→ Problem to work on
Your task is to gather the lines below that hold the string "approach".

→ Source data
-*-

PR #16389, opened 2024-09-24
refactor: make MessageContextMenu a functional component

iurimatias:
### What does the PR do

Removes logic and global calls from MessageContextMenu and simplifies some of it

### Affected areas

Anything with messages

### Impact on end user

Functionality should remain the same

### How to test

Right click on a message and test menu options, such as emoji reactions, copy message, reply to message

### Risk 

message context menu items not working as expected in some particular context


iurimatias:
ok something went super wrong with the rebase here, opening new PR

PR #16421, opened 2024-09-26
chore(@desktop/wallet): Added subscriber/callback mechanism in order to forward events from the service to the model

### LINKED ISSUE #16313: Improving assets/balances data flow on nim side
### Description

In the discussions here https://www.notion.so/Working-group-for-nim-layer-improvements-cb67f4b26b4242d9a31ada4af5959e89 the improvements done to the nim layer (https://miro.com/app/board/uXjVKghE6b8=/) was discussed and while everyone agreed this to be step in the right directions. 

Goals:
1.Simplify flow further and make it more clean and streamlined. 
2. Find a way to pass events from service via the interface itself so that the flow can be easily replicated in other parts of the app.
3. Submodel handling. (can we find a better way to handle those)

Created this GH issue so that its a workable task with a concrete result from it. 
@micieslak @saledjenic @alexjba please add more goals we'd like to achieve here in case Iv missed something.

Khushboo-dev-cpp:
Added subscriber/callback mechanism in order to forward events from the service to the model

fixes #16313

### What does the PR do

It implements an observer pattern for the model to receive updated from the service file.

This is an effort ongoing for making guidelines for nim consistent under the app. 

### Affected areas

Assets Models

### Architecture compliance

### DIFF
--- a/src/app/modules/main/wallet_section/all_tokens/io_interface.nim
+++ b/src/app/modules/main/wallet_section/all_tokens/io_interface.nim
@@ -4,7 +4,8 @@ import app/modules/shared_models/currency_amount
 
 type
   SourcesOfTokensModelDataSource* = tuple[
-    getSourcesOfTokensList: proc(): var seq[SupportedSourcesItem]
+    getSourcesOfTokensList: proc(): var seq[SupportedSourcesItem],
+    subscribeToModelUpdates: proc(callback: proc())
   ]
 type
   FlatTokenModelDataSource* = tuple[
@@ -14,6 +15,11 @@ type
     getCommunityTokenDescription: proc(chainId: int, address: string): string,
     getTokensDetailsLoading: proc(): bool,
     getTokensMarketValuesLoading: proc(): bool,
+    subscribeToModelUpdates: proc(callback: proc()),
+    subscribeToTokenDetailsUpdates: proc(callback: proc()),
+    subscribeToTokenMarketValuesUpdates: proc(callback: proc()),
+    subscribeToTokenPreferencesUpdates: proc(callback: proc()),
+    subscribeToCurrencyFormatsUpdates: proc(callback: proc())
   ]
 type
   TokenBySymbolModelDataSource* = tuple[
@@ -23,6 +29,11 @@ type
     getCommunityTokenDescription: proc(addressPerChain: seq[AddressPerChain]): string,
     getTokensDetailsLoading: proc(): bool,
     getTokensMarketValuesLoading: proc(): bool,
+    subscribeToModelUpdates: proc(callback: proc()),
+    subscribeToTokenDetailsUpdates: proc(callback: proc()),
+    subscribeToTokenMarketValuesUpdates: proc(callback: proc()),
+    subscribeToTokenPreferencesUpdates: proc(callback: proc()),
+    subscribeToCurrencyFormatsUpdates: proc(callback: proc())
   ]
 type
   TokenMarketValuesDataSource* = tuple[
--- a/src/app/modules/main/wallet_section/all_tokens/flat_tokens_model.nim
+++ b/src/app/modules/main/wallet_section/all_tokens/flat_tokens_model.nim
@@ -40,6 +40,13 @@ QtObject:
     marketValuesDelegate: io_interface.TokenMarketValuesDataSource
     tokenMarketDetails: seq[MarketDetailsItem]
 
+  # Forward declaration
+  proc modelUpdatedCallback(self: FlatTokensModel): proc()
+  proc tokenDetailsUpdatedCallback(self: FlatTokensModel): proc()
+  proc tokenMarketValuesUpdatedCallback(self: FlatTokensModel): proc()
+  proc tokenPreferencesUpdatedCallback(self: FlatTokensModel): proc()
+  proc currencyFormatsUpdatedCallback(self: FlatTokensModel): proc()
+
   proc setup(self: FlatTokensModel) =
     self.QAbstractListModel.setup
 
@@ -56,6 +63,11 @@ QtObject:
     result.delegate = delegate
     result.marketValuesDelegate = marketValuesDelegate
     result.tokenMarketDetails = @[]
+    result.delegate.subscribeToModelUpdates(result.modelUpdatedCallback())
+    result.delegate.subscribeToTokenDetailsUpdates(result.tokenDetailsUpdatedCallback())
+    result.delegate.subscribeToTokenMarketValuesUpdates(result.tokenMarketValuesUpdatedCallback())
+    result.delegate.subscribeToTokenPreferencesUpdates(result.tokenPreferencesUpdatedCallback())
+    result.delegate.subscribeToCurrencyFormatsUpdates(result.currencyFormatsUpdatedCallback())
 
   method rowCount(self: FlatTokensModel, index: QModelIndex = nil): int =
     return self.delegate.getFlatTokensList().len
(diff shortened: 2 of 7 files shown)


Khushboo-dev-cpp:
@saledjenic @micieslak @alexjba @Cuteivist @caybro Ive tried to take service-model communication forward by adding a mechanism for the events to reach the model more seamless. Please provide your inputs and if we all agree, I'll update it for the balances model as well. And update the architecture diagram for model-service communication https://miro.com/app/board/uXjVKghE6b8=/

alexjba (commented):
Nice! Definitely something we need 👍 

My first thought is how could we implement the subscription mechanism in a "managed" way, with less boilerplate code.

What I think it would be nice to avoid here:
1. Managing subscriptions - Managing the subscriptions is error-prone IMO because we need to carefully think of object lifetime and subscription lifetime
2. Managing observers - Ideally this would be done in a reusable way so that the `Module` doesn't need to care how many subscribers are still there to receive the event.

I think there are a few ways to achieve this. The first one I can think of is just to use the `QObject::connect`. The `model` implements the slots and the `module` connects the `model` slots to proper signals. The disadvantage here is that the `module` still needs to know about model internals and manage the model. But probably a non-issue. And we're adding more nim dependencies on top of Qt. Again, not sure it's an issue.

The second one could be a "reactive" observer pattern. In this case the model receives a `delegate` (as it does now) and has the necessary means to do something like:
```
//model.nim
proc setup*(self: Model, delegate: Delegate)
     dataRef = delegate.getData() //Just getting the `seq[Item]` or some `Proxy` class on top of `seq` implementing the observer pattern
     dataRef.connect(dataRef.someDataUpdated, self.updateSomeData)
```
The advantage I see here is that the `model` decides what data updates it wants from the `delegate`, just the same way it decides what data to request from the `delegate` through the current `get`. The disadvantage is that the connection is still "unmanaged".

I've been playing around with a nice reactive observer pattern that can be applied to data in sequences and tables. The idea to look into this pattern came as a response to our current models where all data is reset. Was looking for a way to easily improve our current models with a reusable component that's dispatching granular events, but I think it can be adapted to serve the purpose of this PR as well. Please have a look here.
https://play.nim-lang.org/#pasty=mZmYAHjI

alexjba:
One other thing that popped-up during the meeting. Have you considered receiving the data in the model as a reference to the data object from the service instead of the interface? I think the architecture would allow this.
The `module` has a reference to the service (or controller) and the service holds the data as a member.

src/app/modules/main/wallet_section/all_tokens/io_interface.nim
```diff
@@ -4,7 +4,8 @@ import app/modules/shared_models/currency_amount
 
 type
   SourcesOfTokensModelDataSource* = tuple[
-    getSourcesOfTokensList: proc(): var seq[SupportedSourcesItem]
+    getSourcesOfTokensList: proc(): var seq[SupportedSourcesItem],
+    subscribeToModelUpdates: proc(callback: proc())
```
saledjenic, line 8: I am not sure about the benefit of this approach, would like to discuss the procs/cons of it. A purpose of having something to "subscribe" has the point if that "unsubscribe" at some point, but here we're subscribing for the events at the app startup (a moment when the model is created) and it's like that for the app's lifetime.

How I see this what's done here:
- module connects to the signals sent from service
- module creates a model over the view
- model subscribes for events to the modulu
- module calls certain model's function via subscribed callback when signal from the service is received, example:
```
self.events.on(SIGNAL_TOKENS_LIST_UPDATED) do(e: Args):
    self.view.setTokenListUpdatedAt(self.controller.getTokenListUpdatedAt())
    for modelUpdatedSubscriber in self.modelUpdatedSubscribers:
      modelUpdatedSubscriber()
``` 

So I don't see benefits, with this additional level of indirection, when all that can be done like this:
- module connects to the signals sent from service
- module creates a model over the view
- module calls certain model's function directly, like `self.view.`via subscribed callback when signal from the service is received, example:
```
self.events.on(SIGNAL_TOKENS_LIST_UPDATED) do(e: Args):
    self.view.setTokenListUpdatedAt(self.controller.getTokenListUpdatedAt())
    self.view.flatTokensModel().modelsUpdated()
``` 

----

Aside from said above, this approach is perfectly fine for setting the delegate interface. `FlatTokenModelDataSource ` should be `FlatTokenModelDelegateInterface` it means, if anyone wants to use `FlatTokensModel` has to provide the delegate which will have implemented all functions that are mentioned in the interface.

----
Changes that would be good to do over `FlatTokenModelDataSource`:
- add token-related delegate interface:
```
TokensDataSourceDlegateInterface* = tuple[
    getFlatTokensList: proc(): var seq[TokenItem],
    getTokenDetails: proc(symbol: string): TokenDetailsItem,
    getTokenPreferences: proc(symbol: string): TokenPreferencesItem
  ]
```
- add UI-related delegate interface:
```
UITokensManagementDlegateInterface* = tuple[
    getCommunityTokenDescription: proc(chainId: int, address: string): string,
    getTokensDetailsLoading: proc(): bool,
    getTokensMarketValuesLoading: proc(): bool
]
```
- remove the following (cause access can be done directly)
```
subscribeToModelUpdates: proc(callback: proc())
subscribeToTokenDetailsUpdates: proc(callback: proc()),
subscribeToTokenMarketValuesUpdates: proc(callback: proc()),
subscribeToTokenPreferencesUpdates: proc(callback: proc()),
subscribeToCurrencyFormatsUpdates: proc(callback: proc())
```

Khushboo-dev-cpp:
> od

Hey @alexjba very valid points!

`I think there are a few ways to achieve this. The first one I can think of is just to use the QObject::connect. The model implements the slots and the module connects the model slots to proper signals. The disadvantage here is that the module still needs to know about model internals and manage the model. But probably a non-issue. And we're adding more nim dependencies on top of Qt. Again, not sure it's an issue.`

this is what I am trying to remove and improve in this PR and only allow modules to be updated and talk to the Interface defined. with this approach we are basically keeping things just the way they are currently

About the reactive observer pattern, I did think of it myself during implementation but did not find a good way to do it by adding an event to the Model Interface as we don't have QtObject::connect available. 

The example shared by you looks nice but I it seems similar to what I have done?

src/app/modules/main/wallet_section/all_tokens/io_interface.nim
Khushboo-dev-cpp: @saledjenic I understand your point that this current solution is only an indirection, but what I wanted to achieve here is a way to for model to communicate only with the interface to get data or be updated. 

I can try and think of a better way but, I think calling the model via the module (which is how it is in the current code base) doesn't seem very neat.

about the interface, I dont see a huge advantage in breaking those interfaces as mentioned by you. However if you see `getTokenMarketValuesDataSource` I am passing 2 interfaces to a model and splitting the interfaces based on the source of the data.

saledjenic: @Khushboo-dev-cpp I agree it's neat.

What confused me here is the purpose of all this. We have a single place in the app where for example we're using flatTokensModel and it's even defined at the same level as the module that is using it and all signals are there, but we're implementing some interaction unnecessarily.

If we want to follow this approach, then would be good to move all models to the shared location, cause if there is an interface for it, anyone who provides a delegate aligned with the interface defined by the model, can use that model. All functions of the model should be private then and each model should define an "access" interface that the one who is using it should call its methods and a "delegate" interface, that one who is using the model should follow.

PR #16733, opened 2024-11-08
feat(@desktop/wallet): Adapt Token Selector

### LINKED ISSUE #16702: Token Selector

Khushboo-dev-cpp:
fixes #16702

### Architecture compliance


ui/app/AppLayouts/Wallet/panels/SearchableCollectiblesPanel.qml
```diff
@@ -76,9 +94,15 @@ Control {
             StatusListView {
                 id: collectiblesListView
 
+                readonly property bool validSearchResultExists: !!collectiblesSearchBox.text && sfpm.rowCount() > 0
```
caybro, line 97:
```suggestion
                readonly property bool validSearchResultExists: !!collectiblesSearchBox.text && sfpm.count > 0
```

caybro: The `rowCount()` is a function and thus the binding won't get updated

caybro (commented):
Otherwise LGTM

ui/app/AppLayouts/Wallet/panels/SearchableCollectiblesPanel.qml
micieslak: if the used modal is known in given context to be e.g. ListModel or SFPM, we can use `count`, when we handle generic model from outside, the proper way is to use generic `ModelCount.count`.

ui/app/AppLayouts/Wallet/panels/SearchableAssetsPanel.qml
```diff
@@ -39,6 +39,14 @@ Control {
         searchBox.text = ""
     }
 
+    QtObject {
+        id: d
+        readonly property int delegateHeight: 60
```
micieslak, line 44: This is kind of duplicated magic number, here and in `TokenSelectorAssetDelegate`. Changing it in a delegate will break the list as it's fixed also here. Additionally the same thing is duplicated in `SearchableCollectiblesPanel`, increasing risk of accidental regression.

Moreover, currently the height is fixed, what is not inline with the design:

Current impl:
image

Design:
image

Generally `SearchableAssetsPanel` or `SearchableCollectiblesPanel` are not ideal places to define the height limit. It's up to the component using those panels to manage sizing depending on the context.

In this case the max height is feature of `AssetSelector` and should be maintained there. It can be done e.g. in a following way:

```qml
    StatusDropdown {
        id: dropdown

        y: root.height + 4
        x: root.width - width

        width: 448

        closePolicy: Popup.CloseOnEscape | Popup.CloseOnPressOutsideParent
        padding: 0

        contentItem: Item {
            implicitHeight: Math.min(searchableAssetsPanel.implicitHeight, 200)

            SearchableAssetsPanel {
                id: searchableAssetsPanel

                anchors.fill: parent

                objectName: "searchableAssetsPanel"

                function setCurrentAndClose(name, icon) {
                    button.name = name
                    button.icon = icon
                    button.selected = true
                    dropdown.close()
                }

                onSelected: {
                    const entry = ModelUtils.getByKey(root.model, "tokensKey", key)
                    highlightedKey = key

                    setCurrentAndClose(entry.symbol, entry.iconSource)
                    root.selected(key)
                }
            }
        }

        onClosed: searchableAssetsPanel.clearSearch()
    }
```
Where `200` should be a value taken from the design, potentially placed in `d`.

ui/app/AppLayouts/Wallet/views/TokenSelectorAssetDelegate.qml
```diff
@@ -17,6 +17,7 @@ ItemDelegate {
     required property string symbol
     required property string currencyBalanceAsString
     required property string iconSource
+    required property bool isFirstSearchEntry
```
micieslak, line 20: This property seems not necessary as we already have `highlighted` property there which could be used to highlight first element if necessary.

-*-

→ Result for this exercise
saledjenic, line 8: I am not sure about the benefit of this approach, would like to discuss the procs/cons of it. A purpose of having something to "subscribe" has the point if that "unsubscribe" at some point, but here we're subscribing for the events at the app startup (a moment when the model is created) and it's like that for the app's lifetime.
Aside from said above, this approach is perfectly fine for setting the delegate interface. `FlatTokenModelDataSource ` should be `FlatTokenModelDelegateInterface` it means, if anyone wants to use `FlatTokensModel` has to provide the delegate which will have implemented all functions that are mentioned in the interface.
this is what I am trying to remove and improve in this PR and only allow modules to be updated and talk to the Interface defined. with this approach we are basically keeping things just the way they are currently
If we want to follow this approach, then would be good to move all models to the shared location, cause if there is an interface for it, anyone who provides a delegate aligned with the interface defined by the model, can use that model. All functions of the model should be private then and each model should define an "access" interface that the one who is using it should call its methods and a "delegate" interface, that one who is using the model should follow.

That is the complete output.